### The task
Collect all lines containing the word "works" from the data.

### Data for review

PR #2305, opened 2024-12-21
Minor UI improvements

silvzr:
**Changes**
1. With the addition of the Action button the module card feels pretty bloated when all of them are present at the same time.
Screenshot_20241220-221644_KernelSU
To improve it we can use icons only instead of text since they take less space; this also means adding an icon for Update and Uninstall buttons.
Screenshot_20241220-220450_KernelSU
Below are displayed other possible behaviors when not all of them are present:
Screenshot_20241220-221227_KernelSU
Screenshot_20241220-221214_KernelSU
Screenshot_20241220-220428_KernelSU
Since the Update button appears less frequently than the others, make it always display its text unless both Action and WebUI are present.
Screenshot_20241220-221401_KernelSU

2. Minor change to avoid possible missclicks caused by smaller buttons. Enabling and disabling modules is pretty rare by itself and considering overlayfs isn't as fast as magic mount a missclick often feels pretty punishing.

3. The commit 7b3e732 readded transitions to all sections but I noticed they were missing from Home. With the help of @rifsxd I found out it was cause of the lag generated by the install function, which is called everytime you go to Home. Since installing magiskboot multiple times isn't needed, moving it to MainActivity ensures it's executed on app launch only avoiding unnecessary lag.

Tested-by: backslashxx 118538522+backslashxx@users.noreply.github.com

### DIFF
--- a/manager/app/src/main/java/me/weishu/kernelsu/ui/MainActivity.kt
+++ b/manager/app/src/main/java/me/weishu/kernelsu/ui/MainActivity.kt
@@ -45,6 +45,7 @@ import me.weishu.kernelsu.ui.screen.BottomBarDestination
 import me.weishu.kernelsu.ui.theme.KernelSUTheme
 import me.weishu.kernelsu.ui.util.LocalSnackbarHost
 import me.weishu.kernelsu.ui.util.rootAvailable
+import me.weishu.kernelsu.ui.util.install
 
 class MainActivity : ComponentActivity() {
 
@@ -57,6 +58,9 @@ class MainActivity : ComponentActivity() {
         }
 
         super.onCreate(savedInstanceState)
+
+	val isManager = Natives.becomeManager(ksuApp.packageName)
+	if (isManager) install()
 
         setContent {
             KernelSUTheme {
--- a/manager/app/src/main/java/me/weishu/kernelsu/ui/screen/Home.kt
+++ b/manager/app/src/main/java/me/weishu/kernelsu/ui/screen/Home.kt
@@ -73,9 +73,6 @@ fun HomeScreen(navigator: DestinationsNavigator) {
             verticalArrangement = Arrangement.spacedBy(16.dp)
         ) {
             val isManager = Natives.becomeManager(ksuApp.packageName)
-            SideEffect {
-                if (isManager) install()
-            }
             val ksuVersion = if (isManager) Natives.version else null
             val lkmMode = ksuVersion?.let {
                 if (it >= Natives.MINIMAL_SUPPORTED_KERNEL_LKM && kernelVersion.isGKI()) Natives.isLkmMode else null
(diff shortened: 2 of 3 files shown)


backslashxx:
heres how it looks for me
image
image

Tested-by: backslashxx 118538522+backslashxx@users.noreply.github.com

lightsummer233:
I don’t think only shows the icon will looks nice 
It looks weird, we needn’t too much icons if we have spaces to display texts
And the buttons which only contains a icon is too small 
u can adjust the spacer between buttons i think

silvzr:
> I don’t think only shows the icon will looks nice 
> In many times, we will only see less than 3 buttons 
> We needn’t too much icons if we have spaces to display texts
> And the buttons which only contains a icon is too small 
> u can adjust the spacer between buttons i think 

Well I can edit it to display text is there's only another one button but question is, how many times do you actually need to do it? Missclicking isn't punishing anymore partly for this reason. Also displaying both text and icon when update and uninstall are present would feels disproportionate on the left side. Spacing cannot be improved much, depending on DPI you could have even less space with the actual spacing and I have examples for that

lightsummer233:
> > I don’t think only shows the icon will looks nice 
> > In many times, we will only see less than 3 buttons 
> > We needn’t too much icons if we have spaces to display texts
> > And the buttons which only contains a icon is too small 
> > u can adjust the spacer between buttons i think 
> 
> Well I can edit it to display text if there's only another one button but question is, how many times do you actually need to do it? Missclicking isn't punishing anymore partly for this reason. Also displaying both text and icon when update and uninstall are present would feels disproportionate on the left side (maybe make it display text only with action or webui, but not with update?). Spacing cannot be improved much, depending on DPI you could have even less free space with the actual one - here's an example
> 
> 

If u want both ends to be proportional and have more spaces, u are right
Display the icon only is a good way
Btw I think we'd better to add some content description that can be shown by long pressing the button, it can help users to understand

silvzr:
> > > I don’t think only shows the icon will looks nice
> > > In many times, we will only see less than 3 buttons
> > > We needn’t too much icons if we have spaces to display texts
> > > And the buttons which only contains a icon is too small
> > > u can adjust the spacer between buttons i think
> > 
> > 
> > Well I can edit it to display text if there's only another one button but question is, how many times do you actually need to do it? Missclicking isn't punishing anymore partly for this reason. Also displaying both text and icon when update and uninstall are present would feels disproportionate on the left side (maybe make it display text only with action or webui, but not with update?). Spacing cannot be improved much, depending on DPI you could have even less free space with the actual one - here's an example
> > 
> 
> If u want both ends to be proportional and have more spaces, u are right Display the icon only is a good way Btw I think we'd better to add some content description that can be shown by long pressing the button, it can help users to understand

I tried adding tooltips but
- making them display when text is present would be useless, and defining conditions for them to appear would mean that other 'futile' ifs are added just for that. Icon are pretty recognizable imo, as I said the least one is update which always display text unless there are all 4 at the same time.
- importing it from compose seems to trigger unresolved reference for positionProvider even if TooltipDefaults is imported too. I may be wrong but it's available only since M3 1.4.0-alpha-01 
If you can manage to code it avoiding these two issues feel free to do so

tiann (approved):

PR #2306, opened 2024-12-22
fix docs:there is no ksud in releases so change it into actions

model-err:
I have changed all the documentations that I know have ksud usages&download links,other languages I think has no ksud usages.
我把我能找到的ksud下载链接都改了,其他的translation我怀疑没有写ksud的使用及下载...


tiann:
We should fix the release, not the docs.

PR #2307, opened 2024-12-22
Imitate terminal clear command in manager

bryanyee33:
The current implementation of KSU manager's output screen simply prints `[H[J` when the `clear` command is used (in both the flashing module & action button screen) instead of clearing the screen:

This limits the ability of shell scripts to purely textual & linear outputs, and prevents more flexible outputs such as a refreshing progress bar or even a progress circle for long running scripts. The current implementation moreover limits the output to 65536 bytes for the String `text`, causing the app to hang once this limit has been reached for scripts with more verbose outputs.

This PR fixes these issues by allowing for usage of the `clear` command in shell scripts to clear the screen. It works by checking if the current output line starts with "[H[J", which is the default output of the `clear` command in KSU's busybox, and clears the previous outputs if there is a match. This should work universally since the `clear` command defaults to this implementation when ran in KSU manager.

A working example can be seen below, where the `clear` command is heavily used (24 times a second) to test for performance & reliability of the code:

https://github.com/user-attachments/assets/c45fb6f1-1b40-4b67-8837-4d9a00429715

Tested-by: backslashxx

### DIFF
--- a/manager/app/src/main/java/me/weishu/kernelsu/ui/screen/ExecuteModuleAction.kt
+++ b/manager/app/src/main/java/me/weishu/kernelsu/ui/screen/ExecuteModuleAction.kt
@@ -49,6 +49,7 @@ import java.util.Locale
 @Destination<RootGraph>
 fun ExecuteModuleActionScreen(navigator: DestinationsNavigator, moduleId: String) {
     var text by rememberSaveable { mutableStateOf("") }
+    var tempText : String
     val logContent = rememberSaveable { StringBuilder() }
     val snackBarHost = LocalSnackbarHost.current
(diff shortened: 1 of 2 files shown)


backslashxx:
https://github.com/user-attachments/assets/05e38949-222c-42b6-90f7-0a1005dbaa8d

here on my side, works well !

tiann (approved):

backslashxx:
so, 11998 tentatively?
```
[ "$KSU_VER_CODE" -ge 11998 ] && clear
```

backslashxx:
here was the demo just for logging purposes
https://github.com/backslashxx/bad-apple-ascii/tree/magisk-module

PR #2381, opened 2025-01-25
Avoid unnecessarily overriding capabilities

aviraxp:
Previously all capabilities were overridden with 0xffffffffffffffff, which is
not what normal processes have. This causes PR_CAPBSET_DROP prctl
fail because it is dropping invalid caps. Fix it.

This fixes https://gitlab.com/kalilinux/nethunter/apps/kali-nethunter-app/-/issues/378.

Co-Authored-By: 5ec1cff <56485584+5ec1cff@users.noreply.github.com>

### DIFF
--- a/kernel/allowlist.c
+++ b/kernel/allowlist.c
@@ -1,3 +1,4 @@
+#include <linux/capability.h>
 #include <linux/compiler.h>
 #include <linux/fs.h>
 #include <linux/gfp.h>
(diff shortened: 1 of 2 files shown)


aviraxp:
Wrong, need to avoid hardcoding caps value, maybe via get_task_cred to get init's cap

tiann (approved):

tiann (approved):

### Solution for this exercise
This PR fixes these issues by allowing for usage of the `clear` command in shell scripts to clear the screen. It works by checking if the current output line starts with "[H[J", which is the default output of the `clear` command in KSU's busybox, and clears the previous outputs if there is a match. This should work universally since the `clear` command defaults to this implementation when ran in KSU manager.
here on my side, works well !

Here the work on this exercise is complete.